A Framework Desktop exposes 96GB of RAM for inference and costs a few thou USD.

michaelanckaert · 2025-09-24T10:36:01 1758710161

You need memory on the GPU, not in the system itself (unless you have unified memory such as the M-architecture). So we're talking about cards like the H200 that have 141GB of memory and cost between 25 to 40k.

Borealid · 2025-09-24T10:45:14 1758710714

Did you casually glance at how the hardware in the Framework Desktop (Strix Halo) works before commenting?

michaelanckaert · 2025-09-24T11:15:03 1758712503

I didn't glace at it, I read it :-) The architecture is a 'unified memory bus', so yes the GPU has access to that memory.

My comment was a bit unfortunate as it implied I didn't agree with yours, sorry for that. I simply want to clarify that there's a difference between 'GPU memory' and 'system memory'.

The Frame.work desktop is a nice deal. I wouldn't buy the Ryzen AI+ myself, from what I read it maxes out at about 60 tokens / sec which is low for my use cases.

ramon156 · 2025-09-24T11:23:13 1758712993

These don't run 200B models at all, results show it can run 13B at best. 70B is ~3 tk / s according to someone on Reddit.

Borealid · 2025-09-24T12:16:12 1758716172

I don't know where you've got those numbers, but they're wrong.

https://www.reddit.com/r/LocalLLaMA/comments/1n79udw/inferen... seems comparable to the Framework Desktop and reputable - they didn't just quote a number, they showed benchmark output.
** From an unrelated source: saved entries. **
PR #419, opened 2021-10-26
MLIR#370: Enhance MIIR C-API to take a module built by MLIR C-API

sjw36:
* added miirCreateHandleWithModule
* enhanced mlir-miopen-lib.cpp to add extra passes when created with module
* still needs MIXR passes

See https://github.com/ROCmSoftwarePlatform/llvm-project-private/issues/370

### DIFF
--- a/mlir/include/mlir/Dialect/MIOpen/Pipeline.h
+++ b/mlir/include/mlir/Dialect/MIOpen/Pipeline.h
@@ -21,43 +21,14 @@
 namespace mlir {
 namespace miopen {
 
-struct PipelineConfig {
-  bool highLevelInput = false;
-  bool tuningTest = false;
-  bool runBackend = false;
-  struct PerfConfig {
-    std::string config;
-    int64_t gridSize = 0;
-    int64_t blockSize = 0;
-  } perf;
-  struct TargetConfig {
-    std::string triple;
-    std::string chip;
-    std::string features;
-  } target;
-};
+// Compilation pipeline from MIXR/TOSA to MIOpen
+void addHighLevelPipeline(PassManager &pm);
 
-struct TuningPipeline : PipelineConfig {
-  TuningPipeline(const std::string &perfConfig, int64_t gridSize = 0,
-                 int64_t blockSize = 0)
-      : PipelineConfig{false, true, false, {perfConfig, gridSize, blockSize}} {}
-};
+// Compilation pipeline from MIOpen to LLVM
+void addPipeline(PassManager &pm, const std::string &perfConfig="", bool applicability=false, bool highLevel=false);
 
-struct DriverPipeline : PipelineConfig {
-  DriverPipeline(const std::string &perfConfig)
-      : PipelineConfig{false, false, false, {perfConfig}} {}
-};
-
-template <bool highLevel = false> struct KernelPipeline : PipelineConfig {
-  KernelPipeline(const std::string &triple, const std::string &chip,
-                 const std::string &features,
-                 const std::string &perfConfig = "")
-      : PipelineConfig{
-            highLevel, false, true, {perfConfig}, {triple, chip, features}} {}
-};
-
-// Consolidate MIOpen pipeline creation
-void addPipeline(mlir::PassManager &pm, const PipelineConfig &pc);
+// Compilation pipeline from LLVM to Binary
+void addBackendPipeline(PassManager &pm, const std::string &triple, const std::string &chip, const std::string &features, int32_t optLevel=3);
 
 } // namespace miopen
 } // namespace mlir
--- a/mlir/include/mlir/Dialect/MIOpen/Pipeline.h
+++ b/mlir/include/mlir/Dialect/MIOpen/Pipeline.h
@@ -1,0 +1,65 @@
+//===- Pipeline.h - MIOpen pipeline creation ---------------===//
+//
+// Part of the MLIR Project, under the Apache License v2.0 with LLVM Exceptions.
+// See https://llvm.org/LICENSE.txt for license information.
+// SPDX-License-Identifier: Apache-2.0 WITH LLVM-exception
+//
+//===----------------------------------------------------------------------===//
+//
+// This file declares the miopen::addPipeline routine to consolidate the
+// MIOpen pipeline creation.
+//
+//===----------------------------------------------------------------------===//
+
+#ifndef MLIR_DIALECT_MIOPEN_PIPELINE_H
+#define MLIR_DIALECT_MIOPEN_PIPELINE_H
+
+#include <mlir/Pass/PassManager.h>
+
+#include <string>
+
+namespace mlir {
+namespace miopen {
+
+struct PipelineConfig {
+  bool highLevelInput = false;
+  bool tuningTest = false;
+  bool runBackend = false;
+  struct PerfConfig {
+    const std::string &config = "";
+    int64_t gridSize = 0;
+    int64_t blockSize = 0;
+  } perf;
+  struct TargetConfig {
+    const std::string &triple = "";
+    const std::string &chip = "";
+    const std::string &features = "";
+  } target;
+};
+
+struct TuningPipeline : PipelineConfig {
+  TuningPipeline(const std::string &perfConfig, int64_t gridSize = 0,
+                 int64_t blockSize = 0)
+      : PipelineConfig{false, true, false, {perfConfig, gridSize, blockSize}} {}
+};
+
+struct DriverPipeline : PipelineConfig {
+  DriverPipeline(const std::string &perfConfig)
+      : PipelineConfig{false, false, false, {perfConfig}} {}
+};
+
+template <bool highLevel = false> struct KernelPipeline : PipelineConfig {
+  KernelPipeline(const std::string &triple, const std::string &chip,
+                 const std::string &features,
+                 const std::string &perfConfig = "")
+      : PipelineConfig{
+            highLevel, false, true, {perfConfig}, {triple, chip, features}} {}
+};
+
+// Consolidate MIOpen pipeline creation
+void addPipeline(mlir::PassManager &pm, const PipelineConfig &pc);
+
+} // namespace miopen
+} // namespace mlir
+
+#endif // MLIR_DIALECT_MIOPEN_PIPELINE_H
--- a/mlir/include/mlir/Dialect/MIOpen/Pipeline.h
+++ b/mlir/include/mlir/Dialect/MIOpen/Pipeline.h
@@ -26,14 +26,14 @@ struct PipelineConfig {
   bool tuningTest = false;
   bool runBackend = false;
   struct PerfConfig {
-    const std::string &config = "";
+    std::string config;
     int64_t gridSize = 0;
     int64_t blockSize = 0;
   } perf;
   struct TargetConfig {
-    const std::string &triple = "";
-    const std::string &chip = "";
-    const std::string &features = "";
+    std::string triple;
+    std::string chip;
+    std::string features;
   } target;
 };
 
--- a/mlir/include/mlir/Dialect/MIOpen/Pipeline.h
+++ b/mlir/include/mlir/Dialect/MIOpen/Pipeline.h
@@ -25,10 +25,13 @@ namespace miopen {
 void addHighLevelPipeline(PassManager &pm);
 
 // Compilation pipeline from MIOpen to LLVM
-void addPipeline(PassManager &pm, const std::string &perfConfig="", bool applicability=false, bool highLevel=false);
+void addPipeline(PassManager &pm, const std::string &perfConfig = "",
+                 bool applicability = false, bool highLevel = false);
 
 // Compilation pipeline from LLVM to Binary
-void addBackendPipeline(PassManager &pm, const std::string &triple, const std::string &chip, const std::string &features, int32_t optLevel=3);
+void addBackendPipeline(PassManager &pm, const std::string &triple,
+                        const std::string &chip, const std::string &features,
+                        int32_t optLevel = 3);
 
 } // namespace miopen
 } // namespace mlir
--- a/mlir/lib/Dialect/MIOpen/Pipeline/Pipeline.cpp
+++ b/mlir/lib/Dialect/MIOpen/Pipeline/Pipeline.cpp
@@ -1,7 +1,6 @@
-//===- Pipeline.cpp - Create MIOpen compilation pipeline
-//------------------===//
+//===- Pipeline.cpp - Create MIOpen compilation pipeline ---------------===//
 //
-// Copyright 2020 The MLIR Authors.
+// Copyright 2021 The MLIR Authors.
 //
 // Licensed under the Apache License, Version 2.0 (the "License");
 // you may not use this file except in compliance with the License.
@@ -16,9 +15,11 @@
 // limitations under the License.
 // =============================================================================
 //
-// This
+// This interface adds the MIOpen compilation pipeline for various flows but
+// keeping a unified ordering of the pipeline.
 //
 //===----------------------------------------------------------------------===//
+
 
 #include "mlir/Dialect/MIOpen/Pipeline.h"
 
@@ -36,31 +37,29 @@
 
 using namespace mlir;
 
-//===- miopen::createPipeline -----------------------------------===//
-//===- Consolidate the MIOpen Pipeline here ---------------------===//
+//===- Consolidate the MIOpen Pipelines here ---------------------===//
 
-void miopen::addPipeline(PassManager &pm, const PipelineConfig &pc) {
-  if (pc.highLevelInput) {
-    // passes for TOSA and bufferization
-    pm.addPass(tosa::createTosaToMIOpenPass());
-    pm.addPass(tosa::createTosaToLinalgOnTensors());
-    pm.addPass(createLinalgElementwiseOpFusionPass());
-    pm.addPass(createLinalgBufferizePass());
-    pm.addPass(createFuncBufferizePass());
-    pm.addPass(createBufferResultsToOutParamsPass());
-    pm.addPass(createFinalizingBufferizePass());
-    pm.addPass(miopen::createMIOpenCopyOptPass());
-  }
+void miopen::addHighLevelPipeline(PassManager &pm) {
+  // passes for TOSA and bufferization
+  pm.addPass(tosa::createTosaToMIOpenPass());
+  pm.addPass(tosa::createTosaToLinalgOnTensors());
+  pm.addPass(createLinalgElementwiseOpFusionPass());
+  pm.addPass(createLinalgBufferizePass());
+  pm.addPass(createFuncBufferizePass());
+  pm.addPass(createBufferResultsToOutParamsPass());
+  pm.addPass(createFinalizingBufferizePass());
+  pm.addPass(miopen::createMIOpenCopyOptPass());
+}
 
+void miopen::addPipeline(PassManager &pm, const std::string &perfConfig, bool applicability, bool highLevel) {
   // Passes for lowering MIOpen dialect.
-  pm.addPass(miopen::createAffixTuningParametersPass(
-      pc.perf.gridSize, pc.perf.blockSize, pc.perf.config));
+  pm.addPass(miopen::createAffixTuningParametersPass(0, 0, perfConfig));
   pm.addPass(miopen::createLowerMIOpenOpsStep1Pass());
   pm.addPass(miopen::createAffineTransformPass());
   pm.addPass(miopen::createLowerMIOpenOpsStep2Pass());
 
-  if (!pc.tuningTest) {
-    if (pc.highLevelInput) {
+  if (!applicability) {
+    if (highLevel) {
       pm.addPass(miopen::createMIOpenLinalgAlignPass());
       pm.addPass(createConvertLinalgToAffineLoopsPass());
     }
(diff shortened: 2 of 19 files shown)


sjw36:
@jungpark-mlir this example show a method for generating the func type string from the actual type.

mlir/test/CAPI/tosa_miir.cpp
```diff
@@ -0,0 +1,234 @@
...
+
+  return moduleOp;
+}
+
+static int constructAndTraverseIr(MlirContext ctx) {
+  MlirLocation location1 = mlirLocationUnknownGet(ctx);
+  MlirModule moduleOp1 = makeAndDumpMIXR(ctx, location1);
+
+  const char *arch = "amdgcn-amd-amdhsa:gfx908";
+  MiirHandle handle = miirCreateHandleWithModule(moduleOp1, arch);
```
jerryyin: Need to explicitly destroy the handle

mlir/test/CAPI/tosa_miir.cpp
```diff
@@ -0,0 +1,234 @@
...
+
```
jerryyin: There is also a context inside the handle, I think you need to consolidate the handle into one otherwise it gets confusing.

mlir/test/CAPI/tosa_miir.cpp
```diff
@@ -0,0 +1,234 @@
...
+  int status = miirLowerBin(handle);
```
jerryyin: Could you add test to verify that lowering to tuning params API also work with the "miirCreateHandleWithModule()" API?

mlir/test/CAPI/tosa_miir.cpp
```diff
@@ -0,0 +1,234 @@
...
+  if (status != MIIR_SUCCESS) {
+    printf("miirLowerBin FAILED!\n");
+    return status;
+  }
+
+  mlirModuleDestroy(moduleOp1);
```
jerryyin, line 240: If module get destroyed with the handle, we'll likely not need this. BTW, if that's the case, we should disable this API in case it used in mix-and-match manner.

mlir/test/CAPI/tosa_miir.cpp
```diff
@@ -0,0 +1,234 @@
...
+
+  // CHECK: PASSED!
+  printf("PASSED!\n");
+  return 0;
+}
+
+int main() {
+  MlirContext ctx = mlirContextCreate();
+  mlirRegisterAllDialects(ctx);
+  mlirContextSetAllowUnregisteredDialects(ctx, true /*allow*/);
```
jerryyin: What does this do and why is it necessary?

mlir/test/CAPI/tosa_miir.cpp
```diff
@@ -0,0 +1,234 @@
...
+  //     min_fp = -1.000000e+00 : f32, min_int = -1 : i64} :
+  //     (tensor<1x64x56x56xf32>) -> tensor<1x64x56x56xf32> return %1 :
+  //     tensor<1x64x56x56xf32>
+  //   }
+  // }
+
+  return moduleOp;
+}
+
+static int constructAndTraverseIr(MlirContext ctx) {
```
jerryyin: Can client use a return type like LogicalResult?

mlir/test/CAPI/tosa_miir.cpp
sjw36: Does not appear to be necessary.

mlir/test/CAPI/tosa_miir.cpp
krzysz00: I'd probably argue for `bool` and documenting which direction is which

krzysz00: (or the status enum)

mlir/test/CAPI/tosa_miir.cpp
sjw36: I will make it use the module context.

mlir/test/CAPI/tosa_miir.cpp
sjw36: Since that is not needed for the november deliverable I filed a ticket: https://github.com/ROCmSoftwarePlatform/llvm-project-private/issues/373

sjw36:
All review comments have been addressed. Please re-review.

mlir/tools/mlir-miopen-lib/mlir-miopen-lib.cpp
```diff
@@ -128,12 +133,50 @@ extern "C" MiirHandle miirCreateHandle(const char *arguments) {
...
+  MiirHandle_s *handle = new MiirHandle_s(m);
+
+  // Conv2dGenerator conv2dGenerator; //(chip, triple, features);
+
+  // walk module and test conv2d
+  // const auto &config = conv2dGenerator.getConfig();
+  // if (failed(MIOpenEnabled(config))) {
+  //   return nullptr;
+  // }
+
```
jerryyin: Remove those comments

mlir/tools/mlir-miopen-lib/mlir-miopen-lib.cpp
```diff
@@ -128,12 +133,50 @@ extern "C" MiirHandle miirCreateHandle(const char *arguments) {
...
+  handle->chip = chip;
+  handle->features = features;
+  // handle->perfConfig = config.perfConfig;
+
+  // count kernels from module funcs
+  handle->kernelCount = 0;
+  m.walk([&](FuncOp func) {
+    if (func->hasAttr("kernel"))
+      handle->kernelCount++;
+  });
```
jerryyin: Why do we have to manually count the kernel? It looks like whatever number of kernel you get from the beginning may not be the real number here because there's a likelyhood of populating more: Is there any way you can reuse the `Conv2dGenerator::getKernelCount()`?

mlir/test/CAPI/tosa_miir.cpp
```diff
@@ -0,0 +1,233 @@
...
+  return moduleOp;
+}
+
+static MiirStatus constructAndTraverseIr(MlirContext ctx) {
+  MlirLocation location1 = mlirLocationUnknownGet(ctx);
+  MlirModule moduleOp1 = makeAndDumpMIXR(ctx, location1);
+
+  const char *arch = "amdgcn-amd-amdhsa:gfx908";
+  MiirHandle handle = miirCreateHandleWithModule(moduleOp1, arch);
+
```
jerryyin: It still seems to exists two independent piece of context:
 - The argument of `MlirContext ctx`
 - The `static MLIRContext context` within the handle

mlir/test/CAPI/tosa_miir.cpp
jerryyin: Then I'm pretty sure `miirGetExecutionDims()` is necessary to validate otherwise how does the client know about how the populated kernel can be invoked.

mlir/test/CAPI/tosa_miir.cpp
jerryyin: Also, instead of creating a new module in `makeAndDumpMIXR` why not use the existing module inside the handle? In that sense, you should create the handle first then grab everything out of the handle.

mlir/test/CAPI/tosa_miir.cpp
jerryyin: I think this needs to be addressed: There needs a top-down approach to make sure all the APIs we provide to the client doesn't go into conflict with each other

mlir/tools/mlir-miopen-lib/Miir.h
```diff
@@ -47,6 +49,14 @@ struct StridedMemRef5D {
  */
 extern "C" MiirHandle miirCreateHandle(const char *options);
 
+/*! @brief Create the MLIR handle with an MLIR module
+ *  @param module  An MLIR module built with the MLIR C-API
+ *  @param arch    The architectural designation
+ *  @return        MLIR handle
+ */
+extern "C" MiirHandle miirCreateHandleWithModule(MlirModule module,
+                                                 const char *arch);
```
jerryyin: From the look of it, we perhaps need a different API that is able to give the reference of module owned by the handle, rather than creating a handling using a new module.

Actually I think we do have the `getModule()` function as public available member, so we should use that instead.

mlir/test/CAPI/tosa_miir.cpp
```diff
@@ -0,0 +1,234 @@
...
+  // Set func op
+  MlirOperationState funcState = mlirOperationStateGet(
+      mlirStringRefCreateFromCString("builtin.func"), location);
+  mlirOperationStateAddAttributes(&funcState, 3, funcAttrs);
+  mlirOperationStateAddOwnedRegions(&funcState, 1, &funcBodyRegion);
+  MlirOperation func = mlirOperationCreate(&funcState);
+  mlirBlockInsertOwnedOperation(moduleBody, 0, func);
+
+  //-------------- conv0 = tosa.conv2d
```
jerryyin, line 95: I feel like each of the below shall have some sort of "generator" component to make them re-usable. What if in another test we'd want a different sequence/combination of `tosa.conv2d`, `tosa.relu`

mlir/tools/mlir-miopen-lib/mlir-miopen-lib.cpp
sjw36: It is assumed the module is fully formed by this point. The only way to be sure would be to run this test in miirGetKernelCount.

mlir/test/CAPI/tosa_miir.cpp
sjw36: The static MLIRContext is now only used to create the module in the MiirHandle_s constructor. All subsequent references use the context associated with the module.

sjw36: I prefer only the constructor takes the module, like passing ownership. In this fashion it follows the same paradigm of miirCreateHandle where the module gets created and populated and is static from there on. If we had an API where we could give the user a module reference at any time, then it opens the door for them to change even the standard flow.

mlir/tools/mlir-miopen-lib/Miir.h
sjw36: the MiirHandle_s class is opaque from the header file, so that API is not visible. See comments above about exposing the module.

mlir/test/CAPI/tosa_miir.cpp
sjw36: That is basically what Paul is creating in MIGraphX. He walks his internal IR and generates the MLIR accordingly (using the standard MLIR C-API).

sjw36:
Comment from @jerryyin :
`Then I'm pretty sure miirGetExecutionDims() is necessary to validate otherwise how does the client know about how the populated kernel can be invoked.`

I cannot reply above..

But this is a good point and I will add that API test and make sure it works.

mlir/tools/mlir-miopen-lib/mlir-miopen-lib.cpp
jerryyin: But since we already use that API to get kernel count, why invent a new way to do it? When the assumption is not right, it is confusing to return a wrong value. e.g, at that scenario, `miirGetKernelCount` will return this "possibly wrong" kernel count from the handle.

mlir/test/CAPI/tosa_miir.cpp
jerryyin: >  then it opens the door for them to change even the standard flow

What benefit does it bring to give user that flexibility? I see this as a violation of the assumption why we create handle in the first place. We should address this by:
 - Either get rid of context/module inside of the handle, making them completely orthogonal
 - Or, do not open the second door to do the same thing

mlir/test/CAPI/tosa_miir.cpp
jerryyin: Sounds good.

mlir/tools/mlir-miopen-lib/Miir.h
jerryyin: That's true, but we can create that API to return the module associated with the handle instead. I think now the question boil to API design and we need to reach at an agreement on the way how client can use them consistently.

sjw36:
I guess this is confusing because we are using this API for 2 different flows. 

In the original flow the kernels are generated based on configuration settings.

In the new flow, a user creates his own module and simply uses the C-API to run the compilation pipeline and get a kernel blob.

This second approach could simply call the MLIR C-API's to do the same. That way the MIIR C-API remains a kernel generator flow with no potential for entanglement.

jerryyin:
> I guess this is confusing because we are using this API for 2 different flows.

Exactly, that's the part I'm worrying about: When another developer come in and see all the available APIs, he will naturally use the combination of the two workflows. However, it is going to be terrible that he later finds out only a subset of API from original flow can be used together with the new flow. In summary, I have no doubt that things can "work" now but this story can happen to you and me when we each further developed the original/new API it becomes more confusing what exactly can/should be used with another.

> This second approach could simply call the MLIR C-API's to do the same. 

Agreed, I'd prefer the second approach to not install/include the original API if possible. However, if there are functionality that they could share, they should. Under the hood, some of the common functionalities such as the lowering pipeline can come from the same compilaiton unit (with some refactoring). We should extract most shared functionality of `mlir-miopen-lib.cpp` into a third party implementation so it can either be pulled into the original or the new flow.

sjw36:
@jerryyin see new update which removes changes to MIIR.

mlir/lib/Dialect/MIOpen/Pipeline/Pipeline.cpp
```diff
@@ -0,0 +1,87 @@
...
+// Unless required by applicable law or agreed to in writing, software
+// distributed under the License is distributed on an "AS IS" BASIS,
+// WITHOUT WARRANTIES OR CONDITIONS OF ANY KIND, either express or implied.
+// See the License for the specific language governing permissions and
+// limitations under the License.
+// =============================================================================
+//
+// This
+//
+//===----------------------------------------------------------------------===//
```
jerryyin: Formatting looks wired. Also 2020 -> 2021

mlir/include/mlir/Dialect/MIOpen/Pipeline.h
```diff
@@ -0,0 +1,65 @@
...
+
+struct PipelineConfig {
+  bool highLevelInput = false;
+  bool tuningTest = false;
+  bool runBackend = false;
+  struct PerfConfig {
+    std::string config;
+    int64_t gridSize = 0;
+    int64_t blockSize = 0;
+  } perf;
```
jerryyin: I'm not convinced they should belong to pipeline.

For example, if we have two convolutions yet we only have one config/gridSize/blockSize, are we guaranteed that both convolutions can use same of those parameters?

mlir/include/mlir/Dialect/MIOpen/Pipeline.h
```diff
@@ -0,0 +1,65 @@
...
+  struct TargetConfig {
+    std::string triple;
+    std::string chip;
+    std::string features;
+  } target;
+};
+
+struct TuningPipeline : PipelineConfig {
+  TuningPipeline(const std::string &perfConfig, int64_t gridSize = 0,
+                 int64_t blockSize = 0)
```
jerryyin: Same here, they shouldn't belong to a pipeline's constructor.

mlir/include/mlir/Dialect/MIOpen/Pipeline.h
```diff
@@ -0,0 +1,65 @@
...
+      : PipelineConfig{false, true, false, {perfConfig, gridSize, blockSize}} {}
+};
+
+struct DriverPipeline : PipelineConfig {
+  DriverPipeline(const std::string &perfConfig)
+      : PipelineConfig{false, false, false, {perfConfig}} {}
+};
+
+template <bool highLevel = false> struct KernelPipeline : PipelineConfig {
```
jerryyin: Why does a pipeline inherits from the config? I feel like the relationship should be composition, not inheritance.

mlir/lib/Dialect/MIOpen/Pipeline/Pipeline.cpp
```diff
@@ -0,0 +1,87 @@
...
+#include "mlir/InitAllDialects.h"
+#include "llvm/Support/TargetSelect.h"
+
+using namespace mlir;
+
+//===- miopen::createPipeline -----------------------------------===//
+//===- Consolidate the MIOpen Pipeline here ---------------------===//
+
+void miopen::addPipeline(PassManager &pm, const PipelineConfig &pc) {
+  if (pc.highLevelInput) {
```
jerryyin: Prefer to be more specific in parameter naming, `tosaInput` is better than `highLevelInput`

mlir/lib/Dialect/MIOpen/Pipeline/Pipeline.cpp
```diff
@@ -0,0 +1,87 @@
...
+  }
+
+  // Passes for lowering MIOpen dialect.
+  pm.addPass(miopen::createAffixTuningParametersPass(
+      pc.perf.gridSize, pc.perf.blockSize, pc.perf.config));
+  pm.addPass(miopen::createLowerMIOpenOpsStep1Pass());
+  pm.addPass(miopen::createAffineTransformPass());
+  pm.addPass(miopen::createLowerMIOpenOpsStep2Pass());
+
+  if (!pc.tuningTest) {
```
jerryyin: I'd prefer `pc.applicability`

mlir/lib/Dialect/MIOpen/Pipeline/Pipeline.cpp
```diff
@@ -0,0 +1,87 @@
...
+    pm.addPass(miopen::createLowerMIOpenOpsStep5Pass());
+    pm.addPass(createLowerMIOpenOpsToGPUPass());
+
+    // Passes for lowering linalg dialect.
+    pm.addPass(createConvertLinalgToAffineLoopsPass());
+    pm.addPass(createLowerAffinePass());
+    pm.addPass(createLowerToCFGPass());
+
+    // Passes for lowering ROCDL dialect
+    if (pc.runBackend) {
```
jerryyin: Which pipeline requires runBackend == true?

mlir/test/CAPI/tosa_miir.cpp
```diff
@@ -0,0 +1,257 @@
...
+  MlirContext ctx = mlirContextCreate();
+  mlirRegisterAllDialects(ctx);
+  if (!constructAndTraverseIr(ctx)) {
+    printf("FAILED!\n");
+    return 1;
+  }
+
+  mlirContextDestroy(ctx);
+
+  return 0;
```
jerryyin, line 260: Thanks it looks more consistent now.

mlir/include/mlir/Dialect/MIOpen/Pipeline.h
sjw36: I can drop those because they are only used explicitly by mlir-miopen-driver and it only runs mlir::miopen::createAffixTuningParametersPass and does not use the pipeline.

mlir/lib/Dialect/MIOpen/Pipeline/Pipeline.cpp
sjw36: I will make an enum since it will soon include MIXR as well.

mlir/lib/Dialect/MIOpen/Pipeline/Pipeline.cpp
sjw36: MIGraphX.

mlir/include/mlir/Dialect/MIOpen/Pipeline.h
sjw36: It is the kind of PipelineConfig, see usage. They must derive from PipelineConfig to be passed into addPipeline.

jerryyin: Okay then could you rename it as `KernelPipelineConfig`.

Also, why use the template with the default bool? If you are using this as a thin wrapper you can expose it in the constructor.

mlir/include/mlir/Dialect/MIOpen/Pipeline.h
jerryyin: That sounds good. Then later we should make them part of the conv2d op.

mlir/lib/Dialect/MIOpen/Pipeline/Pipeline.cpp
sjw36: pretty much copied from LowerMIOpenOps.cpp.. will fix the copyright

mlir/lib/Dialect/MIOpen/Pipeline/Pipeline.cpp
sjw36: Also MIIR.

mlir/test/CAPI/tosa_miir.cpp
```diff
@@ -0,0 +1,261 @@
+//===- tosa_miir.cpp - Simple test of C and MIIR APIs ---------------------===//
+//
+// Part of the LLVM Project, under the Apache License v2.0 with LLVM
+// Exceptions.
+// See https://llvm.org/LICENSE.txt for license information.
+// SPDX-License-Identifier: Apache-2.0 WITH LLVM-exception
+//
+//===----------------------------------------------------------------------===//
+
+/* RUN: mlir-tosa-miir-test 2>&1 | FileCheck %s
```
jerryyin, line 10: Interesting way to trigger a test in cpp file.

jerryyin (approved):
Thanks for the work, LGTM

mlir/include/mlir/Dialect/MIOpen/Pipeline.h
```diff
@@ -0,0 +1,36 @@
...
+namespace miopen {
+
+// Compilation pipeline from MIXR/TOSA to MIOpen
+void addHighLevelPipeline(PassManager &pm);
+
+// Compilation pipeline from MIOpen to LLVM
+void addPipeline(PassManager &pm, const std::string &perfConfig="", bool applicability=false, bool highLevel=false);
+
+// Compilation pipeline from LLVM to Binary
+void addBackendPipeline(PassManager &pm, const std::string &triple, const std::string &chip, const std::string &features, int32_t optLevel=3);
```
jerryyin: I like those much better than the previous version to use another config to control the flow of pipelines. Thanks

sjw36: As long as a you call in the right order... 🥇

I get far more than 3 t/s for a 70B model on normal non-unified RAM, so that's completely unfeasible performance for a unified memory architecture like Halo.

mhast · 2025-09-25T05:38:16 1758778696

It depends on the model.

It's typically ok for MoE models but if you try to run something non-MoE the speed will plummet. In that same thread there are people getting 50 tok/s on MoE models and 5 on non MoE. (https://www.reddit.com/r/LocalLLaMA/comments/1n79udw/comment...)

And while it has unified memory the memory is quite slow. 250GB/s compared to 500+ for M4 Max or 1800 GB/s for a 5090. So it's fast for a CPU, but pretty slow for a GPU.

(That said, there are not a lot of cheap options for running large models locally. They all have significant compromises.)